__SUPPLIED DATA__.
PR #3997, opened 2026-04-27
PKG-1312: pre-stage real LE cert before OpenResty start (ps3 canary)

nogueiraanderson:
Tracking in [PKG-1312](https://perconadev.atlassian.net/browse/PKG-1312).

## Issue

During instance bootstrap, OpenResty starts with a self-signed cert before the real Let's Encrypt cert is restored. Clients hitting the box during that window see TLS warnings.

Affects all Jenkins masters that share this bootstrap pattern.

## Fix

Restore the real LE cert from the on-disk backup before OpenResty starts, so the trusted cert is in place from the first request. Existing renewal flow is unchanged; first-time bootstrap (no backup present) is unaffected.

[PKG-1312]: https://perconadev.atlassian.net/browse/PKG-1312?atlOrigin=eyJpIjoiNWRkNTljNzYxNjVmNDY3MDlhMDU5Y2ZhYzA5YTRkZjUiLCJwIjoiZ2l0aHViLWNvbS1KU1cifQ

### DIFF
--- a/IaC/ps3.cd/JenkinsStack.yml
+++ b/IaC/ps3.cd/JenkinsStack.yml
@@ -797,6 +797,22 @@ Resources:
                   systemctl restart certbot-renew.timer
               }
 
+              restore_real_cert_from_backup() {
+                  # Must run before setup_nginx: OpenResty would otherwise start
+                  # with the stale self-signed cert from create_fake_ssl_cert and
+                  # serve TLS warnings until setup_letsencrypt swaps the symlinks.
+                  [[ -d /mnt/ssl_backup ]] || return 0
+                  rsync -aHSv --delete /mnt/ssl_backup/ /etc/letsencrypt/
+                  local cert=/etc/letsencrypt/live/$JENKINS_HOST/fullchain.pem
+                  local key=/etc/letsencrypt/live/$JENKINS_HOST/privkey.pem
+                  [[ -f $cert && -f $key ]] || return 0
+                  # Skip if backup cert is expired; setup_letsencrypt will provision fresh.
+                  openssl x509 -in $cert -checkend 0 -noout || return 0
+                  mkdir -p /etc/nginx/ssl
+                  ln -f -s $cert /etc/nginx/ssl/certificate.crt
+                  ln -f -s $key  /etc/nginx/ssl/certificate.key
+              }
+
               setup_dhparam() {
                   if [ ! -f /mnt/$JENKINS_HOST/ssl/dhparam-4096.pem ]; then
                       openssl dhparam -out /mnt/$JENKINS_HOST/ssl/dhparam-4096.pem 4096
@@ -856,6 +872,7 @@ Resources:
                   install_software
                   start_jenkins
                   create_fake_ssl_cert
+                  restore_real_cert_from_backup
                   setup_nginx
                   setup_dhparam
                   setup_letsencrypt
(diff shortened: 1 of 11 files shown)


EvgeniyPatlan (changes requested):
Could we fold this into create_fake_ssl_cert — use the backup if it’s valid, otherwise self-signed? That keeps main() unchanged and lets us validate before the rsync so an expired backup doesn’t pollute /etc/letsencrypt/.

nogueiraanderson:
@EvgeniyPatlan good catch on the validation order. Pushed 7dad6853: now we check `openssl x509 -checkend 0` against the backup at `/mnt/ssl_backup/live/$JENKINS_HOST/fullchain.pem` *before* the rsync, so an expired backup never reaches `/etc/letsencrypt/`.

I kept it as a separate function rather than folding into `create_fake_ssl_cert` since the operations differ (cp self-signed vs. symlink real LE cert into `/etc/letsencrypt/live/`) and the names communicate intent. Happy to merge them if you feel strongly.

IaC/ps3.cd/JenkinsStack.yml
```diff
@@ -797,6 +797,23 @@ Resources:
...
               }
 
+              restore_real_cert_from_backup() {
+                  # Must run before setup_nginx: OpenResty would otherwise start
+                  # with the stale self-signed cert from create_fake_ssl_cert and
+                  # serve TLS warnings until setup_letsencrypt swaps the symlinks.
+                  [[ -d /mnt/ssl_backup ]] || return 0
+                  local src_cert=/mnt/ssl_backup/live/$JENKINS_HOST/fullchain.pem
+                  local src_key=/mnt/ssl_backup/live/$JENKINS_HOST/privkey.pem
+                  [[ -f $src_cert && -f $src_key ]] || return 0
```
EvgeniyPatlan, line 807: better to check with -r - we can verify that the file is readable

IaC/ps3.cd/JenkinsStack.yml
```diff
@@ -797,6 +797,23 @@ Resources:
...
+                  # Validate before rsync so an expired backup does not pollute
+                  # /etc/letsencrypt/; setup_letsencrypt will provision fresh.
+                  openssl x509 -in $src_cert -checkend 0 -noout || return 0
+                  rsync -aHSv --delete /mnt/ssl_backup/ /etc/letsencrypt/
+                  mkdir -p /etc/nginx/ssl
+                  ln -f -s /etc/letsencrypt/live/$JENKINS_HOST/fullchain.pem /etc/nginx/ssl/certificate.crt
```
EvgeniyPatlan, line 813:
```suggestion
                  ln -fsn /etc/letsencrypt/live/$JENKINS_HOST/fullchain.pem /etc/nginx/ssl/certificate.crt
```

IaC/ps3.cd/JenkinsStack.yml
```diff
@@ -797,6 +797,23 @@ Resources:
...
+                  ln -f -s /etc/letsencrypt/live/$JENKINS_HOST/privkey.pem  /etc/nginx/ssl/certificate.key
```
EvgeniyPatlan, line 814:
```suggestion
                  ln -fsn /etc/letsencrypt/live/$JENKINS_HOST/privkey.pem  /etc/nginx/ssl/certificate.key
```

EvgeniyPatlan (approved):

__YOUR TASK__.
Take the lines above and retype all of them exactly.

__RESULT OF THE TASK__.
PR #3997, opened 2026-04-27
PKG-1312: pre-stage real LE cert before OpenResty start (ps3 canary)

nogueiraanderson:
Tracking in [PKG-1312](https://perconadev.atlassian.net/browse/PKG-1312).

## Issue

During instance bootstrap, OpenResty starts with a self-signed cert before the real Let's Encrypt cert is restored. Clients hitting the box during that window see TLS warnings.

Affects all Jenkins masters that share this bootstrap pattern.

## Fix

Restore the real LE cert from the on-disk backup before OpenResty starts, so the trusted cert is in place from the first request. Existing renewal flow is unchanged; first-time bootstrap (no backup present) is unaffected.

[PKG-1312]: https://perconadev.atlassian.net/browse/PKG-1312?atlOrigin=eyJpIjoiNWRkNTljNzYxNjVmNDY3MDlhMDU5Y2ZhYzA5YTRkZjUiLCJwIjoiZ2l0aHViLWNvbS1KU1cifQ

### DIFF
--- a/IaC/ps3.cd/JenkinsStack.yml
+++ b/IaC/ps3.cd/JenkinsStack.yml
@@ -797,6 +797,22 @@ Resources:
                   systemctl restart certbot-renew.timer
               }
 
+              restore_real_cert_from_backup() {
+                  # Must run before setup_nginx: OpenResty would otherwise start
+                  # with the stale self-signed cert from create_fake_ssl_cert and
+                  # serve TLS warnings until setup_letsencrypt swaps the symlinks.
+                  [[ -d /mnt/ssl_backup ]] || return 0
+                  rsync -aHSv --delete /mnt/ssl_backup/ /etc/letsencrypt/
+                  local cert=/etc/letsencrypt/live/$JENKINS_HOST/fullchain.pem
+                  local key=/etc/letsencrypt/live/$JENKINS_HOST/privkey.pem
+                  [[ -f $cert && -f $key ]] || return 0
+                  # Skip if backup cert is expired; setup_letsencrypt will provision fresh.
+                  openssl x509 -in $cert -checkend 0 -noout || return 0
+                  mkdir -p /etc/nginx/ssl
+                  ln -f -s $cert /etc/nginx/ssl/certificate.crt
+                  ln -f -s $key  /etc/nginx/ssl/certificate.key
+              }
+
               setup_dhparam() {
                   if [ ! -f /mnt/$JENKINS_HOST/ssl/dhparam-4096.pem ]; then
                       openssl dhparam -out /mnt/$JENKINS_HOST/ssl/dhparam-4096.pem 4096
@@ -856,6 +872,7 @@ Resources:
                   install_software
                   start_jenkins
                   create_fake_ssl_cert
+                  restore_real_cert_from_backup
                   setup_nginx
                   setup_dhparam
                   setup_letsencrypt
(diff shortened: 1 of 11 files shown)


EvgeniyPatlan (changes requested):
Could we fold this into create_fake_ssl_cert — use the backup if it’s valid, otherwise self-signed? That keeps main() unchanged and lets us validate before the rsync so an expired backup doesn’t pollute /etc/letsencrypt/.

nogueiraanderson:
@EvgeniyPatlan good catch on the validation order. Pushed 7dad6853: now we check `openssl x509 -checkend 0` against the backup at `/mnt/ssl_backup/live/$JENKINS_HOST/fullchain.pem` *before* the rsync, so an expired backup never reaches `/etc/letsencrypt/`.

I kept it as a separate function rather than folding into `create_fake_ssl_cert` since the operations differ (cp self-signed vs. symlink real LE cert into `/etc/letsencrypt/live/`) and the names communicate intent. Happy to merge them if you feel strongly.

IaC/ps3.cd/JenkinsStack.yml
```diff
@@ -797,6 +797,23 @@ Resources:
...
               }
 
+              restore_real_cert_from_backup() {
+                  # Must run before setup_nginx: OpenResty would otherwise start
+                  # with the stale self-signed cert from create_fake_ssl_cert and
+                  # serve TLS warnings until setup_letsencrypt swaps the symlinks.
+                  [[ -d /mnt/ssl_backup ]] || return 0
+                  local src_cert=/mnt/ssl_backup/live/$JENKINS_HOST/fullchain.pem
+                  local src_key=/mnt/ssl_backup/live/$JENKINS_HOST/privkey.pem
+                  [[ -f $src_cert && -f $src_key ]] || return 0
```
EvgeniyPatlan, line 807: better to check with -r - we can verify that the file is readable

IaC/ps3.cd/JenkinsStack.yml
```diff
@@ -797,6 +797,23 @@ Resources:
...
+                  # Validate before rsync so an expired backup does not pollute
+                  # /etc/letsencrypt/; setup_letsencrypt will provision fresh.
+                  openssl x509 -in $src_cert -checkend 0 -noout || return 0
+                  rsync -aHSv --delete /mnt/ssl_backup/ /etc/letsencrypt/
+                  mkdir -p /etc/nginx/ssl
+                  ln -f -s /etc/letsencrypt/live/$JENKINS_HOST/fullchain.pem /etc/nginx/ssl/certificate.crt
```
EvgeniyPatlan, line 813:
```suggestion
                  ln -fsn /etc/letsencrypt/live/$JENKINS_HOST/fullchain.pem /etc/nginx/ssl/certificate.crt
```

IaC/ps3.cd/JenkinsStack.yml
```diff
@@ -797,6 +797,23 @@ Resources:
...
+                  ln -f -s /etc/letsencrypt/live/$JENKINS_HOST/privkey.pem  /etc/nginx/ssl/certificate.key
```
EvgeniyPatlan, line 814:
```suggestion
                  ln -fsn /etc/letsencrypt/live/$JENKINS_HOST/privkey.pem  /etc/nginx/ssl/certificate.key
```

EvgeniyPatlan (approved):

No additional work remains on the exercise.